I looked at the CC logs, but it just says that the Bunnings nsGlobalWindow is being held alive.
Assignee: nobody → continuation
(Assignee)

Updated

3 years ago
Flags: needinfo?(continuation)
Keywords: mlk
Whiteboard: [MemShrink]
(Assignee)

Comment 8

3 years ago
In a local debug build, when I click on allow on the location door hanger, I get an additional modal dialogue asking if I want to share my location with the web page. If I close the page, then click "allow" on the modal dialogue, then I get a ghost window. On my regular profile, in Nightly, I don't see the additional confirmation dialogue, which is odd. I was still able to reproduce the leak one time, somehow.
(Assignee)

Comment 9

3 years ago
The ghost window is freed before shutdown, but the browser does leak some objects. 1 CoreLocationLocationProvider, 1 nsGeolocationService, 8 nsStringBuffer, 8 nsTArray_base.
(Assignee)

Comment 10

3 years ago
At least for this leak I'm seeing in debug builds, the missing reference seems to be from nsGeolocationRequest.
(Assignee)

Comment 11

3 years ago
(In reply to Andrew McCreight [:mccr8] from comment #10)
> At least for this leak I'm seeing in debug builds, the missing reference
> seems to be from nsGeolocationRequest.

More specifically, an nsGeolocationRequest gets destroyed in shutdown that is holding alive an nsContentPermissionRequester that is holding alive the window.
(Assignee)

Comment 12

3 years ago
It sounds like Google geolocation is broken right now (bug 1232995). Maybe we're hitting some odd failure case.
(Reporter)

Comment 13

3 years ago
The ghost window doesn't show up every time, but I see it around half the time in an optimized build and in a new profile.  Sometimes I need to Minimize memory use twice before it shows up as a ghost window after Measure.

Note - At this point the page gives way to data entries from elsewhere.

PR #52, opened 2023-12-05
Feature/pdct 633 add timeout exception to search api

katybaulch:
# Description

Please include:

- Added timeout error handling
- Added max_results query param and set default to 500
- Updated family search to return 200 with empty response instead of 404 when no matching families found
- Linear ticket [PDCT-633](https://linear.app/climate-policy-radar/issue/PDCT-633/add-timeout-exception-to-search-api)

## Type of change

- [ ] Bug fix
- [ ] New feature
- [ ] Breaking change

## How Has This Been Tested?

Unit & integration tests added.

## Reviewer Checklist

- [ ] No FIXMEs remain

### DIFF
--- a/app/api/api_v1/routers/family.py
+++ b/app/api/api_v1/routers/family.py
@@ -87,8 +87,13 @@ async def search_family(request: Request) -> list[FamilyReadDTO]:
     try:
         families = family_service.search(query_params)
     except ValidationError as e:
-        _LOGGER.error(e.message)
         raise HTTPException(status_code=status.HTTP_400_BAD_REQUEST, detail=e.message)
+    except TimeoutError:
+        msg = "Request timed out fetching matching families. Try adjusting your query."
+        raise HTTPException(
+            status_code=status.HTTP_408_REQUEST_TIMEOUT,
+            detail=msg,
+        )
 
     if len(families) == 0:
         _LOGGER.info(f"Families not found for terms: {query_params}")
--- a/app/api/api_v1/routers/family.py
+++ b/app/api/api_v1/routers/family.py
@@ -7,11 +7,13 @@ layer would just pass through directly to the repo. So the approach
 implemented directly accesses the "repository" layer.
 """
 import logging
-from fastapi import APIRouter, HTTPException, Request, status
-from app.errors import RepositoryError, ValidationError
+from typing import Union
 
-from app.model.family import FamilyCreateDTO, FamilyReadDTO, FamilyWriteDTO
+from fastapi import APIRouter, HTTPException, Request, status
+
 import app.service.family as family_service
+from app.errors import RepositoryError, ValidationError
+from app.model.family import FamilyCreateDTO, FamilyReadDTO, FamilyWriteDTO
 
 families_router = r = APIRouter()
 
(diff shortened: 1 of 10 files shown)


app/api/api_v1/routers/family.py
```diff
@@ -78,19 +80,24 @@ async def search_family(request: Request) -> list[FamilyReadDTO]:
...
+    }
 
     try:
         families = family_service.search(query_params)
     except ValidationError as e:
         raise HTTPException(status_code=status.HTTP_400_BAD_REQUEST, detail=e.message)
-
-    if len(families) == 0:
+    except TimeoutError:
+        msg = "Request timed out fetching matching families. Try adjusting your query."
```
diversemix, line 92: Might be a good idea to log something here too, just so we know in the logs the timeout has occured

app/repository/family.py
```diff
@@ -179,19 +181,19 @@ def search(db: Session, query_params: dict[str, str]) -> list[FamilyReadDTO]:
         search.append(Family.description.ilike(term))
 
     if "geography" in query_params.keys():
-        term = query_params["geography"]
+        term = cast(str, query_params["geography"])
```
diversemix, line 184: how did we get away without these casts before :man_shrugging: ... nice tidy :smile:

app/service/family.py
```diff
@@ -58,7 +58,7 @@ def all() -> list[FamilyReadDTO]:
 
 
 @validate_call(config=ConfigDict(arbitrary_types_allowed=True))
-def search(query_params: dict[str, str]) -> list[FamilyReadDTO]:
+def search(query_params: dict[str, Union[str, int]]) -> list[FamilyReadDTO]:
```
diversemix, line 61: So my preference is that the responsibility for processing/parsing the query params lies within the router. This then allows the service and the repo to be more rigorously typed, and removes the need for them to understand what and how params are sent over HTTP ... what do you think?

unit_tests/mocks/services/family_service.py
```diff
@@ -23,10 +29,23 @@ def mock_get_family(import_id: str) -> Optional[FamilyReadDTO]:
             return create_family_dto(import_id)
 
     def mock_search_families(q_params: dict) -> list[FamilyReadDTO]:
+        VALID_PARAMS = [
```
diversemix, line 32: Hmmm, would it be better to import `VALID_PARAMS` (if we make them accessible? Otherwise the test for valid params doesn't feel like its testing the actual code :thinking:

diversemix (commented):
Would be good to chat, as it may also be an ideal to set the `statement_timeout` when we call `create_engine` [here](https://github.com/climatepolicyradar/navigator-admin-backend/blob/2913f2e23b17a13ff84a24b99fb65718f695a0ce/app/clients/db/session.py#L8) to something like 10s to improve the user experience.  See https://stackoverflow.com/a/44936982

app/api/api_v1/routers/family.py
katybaulch: Great shout!

katybaulch: Addressed. Link to docs describing how we've configured this here https://www.postgresql.org/docs/current/libpq-connect.html#LIBPQ-CONNECT-CONNECT-TIMEOUT

katybaulch:
> Would be good to chat, as it may also be an ideal to set the `statement_timeout` when we call `create_engine` [here](https://github.com/climatepolicyradar/navigator-admin-backend/blob/2913f2e23b17a13ff84a24b99fb65718f695a0ce/app/clients/db/session.py#L8) to something like 10s to improve the user experience. See https://stackoverflow.com/a/44936982

Addressed. Link to docs describing how we've configured this here https://www.postgresql.org/docs/current/libpq-connect.html#LIBPQ-CONNECT-CONNECT-TIMEOUT

diversemix (approved):
Looks good

diversemix (approved):
lgtm :safety_vest:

(In reply to Olli Pettay [:smaug] from comment #3)
> (In reply to Karl Tomlinson (ni?:karlt) from comment #0)
> > 1. Load about:memory
> > 2. Open new tab and load
> > http://www.bunnings.co.nz/coolaroo-bird-netting-4-x-4m_p00293358
> Am I expected to "Share location"? Or does that not matter?

I ignore the door hanger and close the tab with the mouse button.
This dismissed the door hanger before starting the tab-close animation.

(In reply to Olli Pettay [:smaug] from comment #6)
> Another question:
> can you reproduce on debug build? If so, does the leak show up as a shutdown
> leak or is it a runtime leak? 
> export XPCOM_MEM_LEAK_LOG=1 showing leaks means shutdown leaks. (it is just
> that runtime leaks tend to be much easier to debug.)

It does reproduce in a debug build.  I don't yet know re frequency because it takes much longer to run.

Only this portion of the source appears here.